◆ Task details:
Go through the records and report each line holding the string "then".

◆ Collected data entries:
↓

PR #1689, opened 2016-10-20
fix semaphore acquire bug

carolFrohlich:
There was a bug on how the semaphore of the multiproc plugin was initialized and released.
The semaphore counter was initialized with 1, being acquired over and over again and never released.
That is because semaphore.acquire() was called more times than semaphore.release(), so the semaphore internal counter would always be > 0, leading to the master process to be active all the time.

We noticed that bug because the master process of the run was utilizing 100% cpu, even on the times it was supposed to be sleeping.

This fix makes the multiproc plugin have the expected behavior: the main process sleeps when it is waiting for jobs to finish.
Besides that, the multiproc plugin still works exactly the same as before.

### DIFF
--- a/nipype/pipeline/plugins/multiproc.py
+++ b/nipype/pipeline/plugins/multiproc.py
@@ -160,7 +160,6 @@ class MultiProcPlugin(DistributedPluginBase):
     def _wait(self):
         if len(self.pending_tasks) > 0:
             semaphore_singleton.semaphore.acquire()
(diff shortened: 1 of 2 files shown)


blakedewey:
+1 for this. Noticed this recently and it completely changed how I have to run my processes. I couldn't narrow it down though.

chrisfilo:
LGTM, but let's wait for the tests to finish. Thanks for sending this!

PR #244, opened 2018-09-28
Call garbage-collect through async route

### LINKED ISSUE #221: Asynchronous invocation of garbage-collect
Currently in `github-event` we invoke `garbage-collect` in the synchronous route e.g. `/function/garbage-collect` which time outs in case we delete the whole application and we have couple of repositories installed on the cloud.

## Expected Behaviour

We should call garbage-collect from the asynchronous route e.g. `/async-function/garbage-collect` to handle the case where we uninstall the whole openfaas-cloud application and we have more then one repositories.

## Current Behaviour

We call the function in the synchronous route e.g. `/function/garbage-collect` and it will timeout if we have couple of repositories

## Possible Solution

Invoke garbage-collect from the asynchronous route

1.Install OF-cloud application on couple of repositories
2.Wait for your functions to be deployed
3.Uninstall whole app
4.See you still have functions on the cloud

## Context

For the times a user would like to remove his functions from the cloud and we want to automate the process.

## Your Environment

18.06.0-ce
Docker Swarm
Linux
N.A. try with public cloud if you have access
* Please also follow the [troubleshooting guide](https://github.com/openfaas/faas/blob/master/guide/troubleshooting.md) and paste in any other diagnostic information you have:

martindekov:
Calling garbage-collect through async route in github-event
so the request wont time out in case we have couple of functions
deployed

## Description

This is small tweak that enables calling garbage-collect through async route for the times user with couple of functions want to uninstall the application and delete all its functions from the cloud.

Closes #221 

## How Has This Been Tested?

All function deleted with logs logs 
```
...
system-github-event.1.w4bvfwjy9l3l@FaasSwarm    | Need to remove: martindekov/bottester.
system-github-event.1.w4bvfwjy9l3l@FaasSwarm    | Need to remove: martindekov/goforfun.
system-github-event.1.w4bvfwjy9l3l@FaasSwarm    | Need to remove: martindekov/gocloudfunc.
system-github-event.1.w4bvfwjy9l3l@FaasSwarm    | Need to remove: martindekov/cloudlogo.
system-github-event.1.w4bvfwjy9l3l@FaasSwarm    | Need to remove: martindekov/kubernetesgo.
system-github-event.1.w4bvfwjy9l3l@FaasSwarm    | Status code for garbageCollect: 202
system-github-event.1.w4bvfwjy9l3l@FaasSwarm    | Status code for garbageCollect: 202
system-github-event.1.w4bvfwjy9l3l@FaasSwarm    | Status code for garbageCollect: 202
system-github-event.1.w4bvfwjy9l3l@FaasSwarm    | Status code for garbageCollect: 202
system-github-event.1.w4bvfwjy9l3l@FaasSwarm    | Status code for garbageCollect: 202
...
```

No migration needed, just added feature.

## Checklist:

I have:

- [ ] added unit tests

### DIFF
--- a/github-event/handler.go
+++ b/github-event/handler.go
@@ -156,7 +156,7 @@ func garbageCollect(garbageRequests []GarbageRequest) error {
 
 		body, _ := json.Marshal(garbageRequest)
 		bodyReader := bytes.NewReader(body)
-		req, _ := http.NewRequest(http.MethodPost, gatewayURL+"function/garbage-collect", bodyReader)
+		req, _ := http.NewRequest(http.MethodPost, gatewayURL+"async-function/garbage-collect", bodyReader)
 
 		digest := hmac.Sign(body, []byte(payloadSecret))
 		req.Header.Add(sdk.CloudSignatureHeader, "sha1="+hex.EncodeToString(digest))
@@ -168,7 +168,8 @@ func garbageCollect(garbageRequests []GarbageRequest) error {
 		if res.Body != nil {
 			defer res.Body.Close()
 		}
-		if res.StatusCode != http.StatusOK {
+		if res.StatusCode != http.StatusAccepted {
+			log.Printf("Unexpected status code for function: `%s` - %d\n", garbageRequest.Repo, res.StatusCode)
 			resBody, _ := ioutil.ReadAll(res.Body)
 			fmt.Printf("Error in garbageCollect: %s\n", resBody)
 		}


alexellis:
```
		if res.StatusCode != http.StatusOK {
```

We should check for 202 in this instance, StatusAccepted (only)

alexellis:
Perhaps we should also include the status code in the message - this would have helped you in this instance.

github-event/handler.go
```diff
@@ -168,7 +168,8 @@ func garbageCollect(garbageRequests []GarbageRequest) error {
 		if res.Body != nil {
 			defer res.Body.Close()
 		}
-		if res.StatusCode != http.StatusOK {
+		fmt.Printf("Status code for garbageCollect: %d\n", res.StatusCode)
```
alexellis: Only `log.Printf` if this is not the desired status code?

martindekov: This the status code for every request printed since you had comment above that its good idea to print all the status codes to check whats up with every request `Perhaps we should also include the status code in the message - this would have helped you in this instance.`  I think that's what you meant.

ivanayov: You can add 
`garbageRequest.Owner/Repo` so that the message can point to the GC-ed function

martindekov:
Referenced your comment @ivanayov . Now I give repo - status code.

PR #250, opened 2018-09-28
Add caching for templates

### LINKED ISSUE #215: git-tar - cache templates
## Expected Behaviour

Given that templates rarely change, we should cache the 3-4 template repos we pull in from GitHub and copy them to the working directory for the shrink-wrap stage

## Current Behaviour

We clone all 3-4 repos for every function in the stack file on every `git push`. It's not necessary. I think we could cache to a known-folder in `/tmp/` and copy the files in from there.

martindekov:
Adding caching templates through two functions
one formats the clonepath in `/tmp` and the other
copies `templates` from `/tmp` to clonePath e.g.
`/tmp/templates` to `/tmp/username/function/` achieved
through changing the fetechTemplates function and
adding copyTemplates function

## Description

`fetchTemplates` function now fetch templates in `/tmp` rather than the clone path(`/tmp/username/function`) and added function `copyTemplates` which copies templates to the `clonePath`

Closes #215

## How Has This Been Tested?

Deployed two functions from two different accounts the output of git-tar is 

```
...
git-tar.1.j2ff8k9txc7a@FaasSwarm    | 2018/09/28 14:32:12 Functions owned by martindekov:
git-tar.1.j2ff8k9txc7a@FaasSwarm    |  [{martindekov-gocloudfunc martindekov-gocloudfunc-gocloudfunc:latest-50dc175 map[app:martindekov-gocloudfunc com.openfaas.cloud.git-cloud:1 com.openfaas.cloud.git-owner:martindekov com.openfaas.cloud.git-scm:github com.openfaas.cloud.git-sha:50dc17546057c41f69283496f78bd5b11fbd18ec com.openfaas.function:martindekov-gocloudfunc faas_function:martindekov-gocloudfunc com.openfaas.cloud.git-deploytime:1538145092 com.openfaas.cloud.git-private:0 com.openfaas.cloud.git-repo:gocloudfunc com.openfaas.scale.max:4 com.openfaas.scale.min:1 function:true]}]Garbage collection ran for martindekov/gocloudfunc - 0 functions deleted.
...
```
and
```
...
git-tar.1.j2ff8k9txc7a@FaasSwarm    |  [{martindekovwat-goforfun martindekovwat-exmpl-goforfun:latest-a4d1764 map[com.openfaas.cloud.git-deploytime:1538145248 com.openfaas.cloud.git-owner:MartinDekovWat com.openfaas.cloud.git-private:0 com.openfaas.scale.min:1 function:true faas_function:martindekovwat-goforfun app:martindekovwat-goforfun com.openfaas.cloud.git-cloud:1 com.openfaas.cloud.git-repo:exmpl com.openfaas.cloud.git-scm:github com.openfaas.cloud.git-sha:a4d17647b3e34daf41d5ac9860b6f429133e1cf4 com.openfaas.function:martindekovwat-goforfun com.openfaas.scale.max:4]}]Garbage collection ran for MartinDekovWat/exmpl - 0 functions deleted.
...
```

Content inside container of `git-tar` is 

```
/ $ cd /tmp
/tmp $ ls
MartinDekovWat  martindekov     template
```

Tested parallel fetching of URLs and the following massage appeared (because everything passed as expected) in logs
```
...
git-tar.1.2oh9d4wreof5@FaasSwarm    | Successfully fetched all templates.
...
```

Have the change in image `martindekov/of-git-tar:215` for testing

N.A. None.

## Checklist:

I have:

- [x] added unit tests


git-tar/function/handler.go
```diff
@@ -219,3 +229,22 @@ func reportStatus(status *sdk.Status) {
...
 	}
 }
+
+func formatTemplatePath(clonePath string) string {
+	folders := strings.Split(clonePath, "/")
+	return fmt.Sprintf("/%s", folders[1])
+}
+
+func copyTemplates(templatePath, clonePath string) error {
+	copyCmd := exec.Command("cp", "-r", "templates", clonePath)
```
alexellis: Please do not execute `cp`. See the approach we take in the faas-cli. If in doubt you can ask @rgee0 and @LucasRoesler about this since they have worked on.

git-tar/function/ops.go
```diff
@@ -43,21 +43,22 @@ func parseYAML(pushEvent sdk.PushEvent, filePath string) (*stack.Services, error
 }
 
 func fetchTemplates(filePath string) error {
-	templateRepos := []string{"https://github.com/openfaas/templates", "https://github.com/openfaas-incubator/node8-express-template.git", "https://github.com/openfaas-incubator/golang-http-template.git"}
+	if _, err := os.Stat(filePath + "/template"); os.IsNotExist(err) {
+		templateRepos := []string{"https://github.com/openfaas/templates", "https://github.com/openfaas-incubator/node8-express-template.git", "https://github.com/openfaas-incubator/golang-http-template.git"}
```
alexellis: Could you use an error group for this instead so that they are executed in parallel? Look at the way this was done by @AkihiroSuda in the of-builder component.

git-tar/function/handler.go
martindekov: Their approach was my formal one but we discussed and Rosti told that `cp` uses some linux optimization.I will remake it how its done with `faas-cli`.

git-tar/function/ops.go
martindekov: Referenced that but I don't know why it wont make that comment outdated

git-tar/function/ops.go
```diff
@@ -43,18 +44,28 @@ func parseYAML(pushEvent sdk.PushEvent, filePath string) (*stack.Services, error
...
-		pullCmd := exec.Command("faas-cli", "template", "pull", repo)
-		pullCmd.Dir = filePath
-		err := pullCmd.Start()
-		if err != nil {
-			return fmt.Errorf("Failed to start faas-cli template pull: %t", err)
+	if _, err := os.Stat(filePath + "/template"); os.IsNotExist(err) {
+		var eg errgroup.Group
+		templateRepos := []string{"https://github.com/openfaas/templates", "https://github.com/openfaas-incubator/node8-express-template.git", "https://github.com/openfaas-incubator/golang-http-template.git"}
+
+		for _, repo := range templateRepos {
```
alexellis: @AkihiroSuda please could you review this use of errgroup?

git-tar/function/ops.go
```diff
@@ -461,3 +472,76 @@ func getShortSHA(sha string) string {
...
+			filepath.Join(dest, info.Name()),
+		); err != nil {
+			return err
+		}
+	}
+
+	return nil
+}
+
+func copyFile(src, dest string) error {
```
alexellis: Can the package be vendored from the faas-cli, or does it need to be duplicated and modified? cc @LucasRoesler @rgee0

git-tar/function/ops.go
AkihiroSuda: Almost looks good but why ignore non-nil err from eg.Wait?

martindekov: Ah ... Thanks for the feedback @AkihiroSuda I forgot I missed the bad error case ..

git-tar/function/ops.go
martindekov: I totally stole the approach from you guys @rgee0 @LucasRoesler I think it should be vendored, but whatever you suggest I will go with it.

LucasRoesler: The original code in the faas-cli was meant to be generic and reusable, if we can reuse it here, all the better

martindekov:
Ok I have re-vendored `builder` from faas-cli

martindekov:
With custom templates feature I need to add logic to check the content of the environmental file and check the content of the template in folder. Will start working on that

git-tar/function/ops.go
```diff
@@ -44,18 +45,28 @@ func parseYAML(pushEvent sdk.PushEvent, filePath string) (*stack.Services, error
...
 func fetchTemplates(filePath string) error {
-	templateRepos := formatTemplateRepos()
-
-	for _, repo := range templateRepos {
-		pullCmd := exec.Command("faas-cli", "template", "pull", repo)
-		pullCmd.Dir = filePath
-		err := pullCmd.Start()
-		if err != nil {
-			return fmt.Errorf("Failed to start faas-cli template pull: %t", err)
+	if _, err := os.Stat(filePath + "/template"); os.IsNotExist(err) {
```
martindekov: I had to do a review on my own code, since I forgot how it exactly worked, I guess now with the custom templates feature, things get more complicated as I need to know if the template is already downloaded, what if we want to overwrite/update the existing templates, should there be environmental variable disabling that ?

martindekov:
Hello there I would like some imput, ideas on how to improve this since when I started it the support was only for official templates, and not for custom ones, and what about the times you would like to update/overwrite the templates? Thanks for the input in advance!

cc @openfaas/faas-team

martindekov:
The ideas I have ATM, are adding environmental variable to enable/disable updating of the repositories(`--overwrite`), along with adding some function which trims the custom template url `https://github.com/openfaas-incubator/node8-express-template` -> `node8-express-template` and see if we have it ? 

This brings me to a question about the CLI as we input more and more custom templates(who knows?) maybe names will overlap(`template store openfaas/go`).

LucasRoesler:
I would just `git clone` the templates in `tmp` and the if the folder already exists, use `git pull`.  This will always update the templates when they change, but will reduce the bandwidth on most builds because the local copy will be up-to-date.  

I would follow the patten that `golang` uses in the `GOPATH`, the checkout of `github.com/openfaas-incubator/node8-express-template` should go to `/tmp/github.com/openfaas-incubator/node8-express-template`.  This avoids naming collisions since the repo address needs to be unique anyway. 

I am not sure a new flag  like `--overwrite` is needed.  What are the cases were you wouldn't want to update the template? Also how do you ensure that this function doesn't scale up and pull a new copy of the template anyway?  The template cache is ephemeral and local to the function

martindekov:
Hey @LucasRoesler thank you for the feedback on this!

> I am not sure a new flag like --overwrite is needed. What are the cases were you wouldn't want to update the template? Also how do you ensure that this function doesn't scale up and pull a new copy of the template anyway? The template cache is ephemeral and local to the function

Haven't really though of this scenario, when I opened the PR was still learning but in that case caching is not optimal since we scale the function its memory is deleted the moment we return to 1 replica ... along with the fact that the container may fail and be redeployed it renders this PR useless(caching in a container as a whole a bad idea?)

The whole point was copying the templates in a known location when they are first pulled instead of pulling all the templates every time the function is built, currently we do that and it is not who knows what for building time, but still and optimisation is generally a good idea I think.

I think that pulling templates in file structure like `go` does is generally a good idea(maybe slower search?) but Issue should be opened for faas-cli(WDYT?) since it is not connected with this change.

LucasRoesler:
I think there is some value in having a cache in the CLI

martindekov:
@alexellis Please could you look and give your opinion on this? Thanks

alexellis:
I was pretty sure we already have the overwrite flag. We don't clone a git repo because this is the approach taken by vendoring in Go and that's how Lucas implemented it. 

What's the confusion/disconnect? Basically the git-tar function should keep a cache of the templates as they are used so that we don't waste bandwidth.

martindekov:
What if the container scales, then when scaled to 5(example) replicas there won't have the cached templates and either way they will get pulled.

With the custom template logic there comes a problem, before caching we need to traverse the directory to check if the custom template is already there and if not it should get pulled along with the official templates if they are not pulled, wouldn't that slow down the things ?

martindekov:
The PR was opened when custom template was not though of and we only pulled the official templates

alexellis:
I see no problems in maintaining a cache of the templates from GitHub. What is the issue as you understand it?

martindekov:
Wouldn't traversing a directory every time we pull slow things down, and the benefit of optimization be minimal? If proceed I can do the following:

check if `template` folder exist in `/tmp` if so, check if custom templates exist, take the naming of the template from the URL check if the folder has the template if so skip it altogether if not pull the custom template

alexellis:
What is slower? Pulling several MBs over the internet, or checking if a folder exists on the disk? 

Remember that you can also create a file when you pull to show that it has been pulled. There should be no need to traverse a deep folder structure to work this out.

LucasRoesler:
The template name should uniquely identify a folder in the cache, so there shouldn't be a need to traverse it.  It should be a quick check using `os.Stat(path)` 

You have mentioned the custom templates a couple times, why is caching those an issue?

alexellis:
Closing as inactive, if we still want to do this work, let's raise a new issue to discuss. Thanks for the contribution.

↑

◆ Expected answer:
We should call garbage-collect from the asynchronous route e.g. `/async-function/garbage-collect` to handle the case where we uninstall the whole openfaas-cloud application and we have more then one repositories.
What if the container scales, then when scaled to 5(example) replicas there won't have the cached templates and either way they will get pulled.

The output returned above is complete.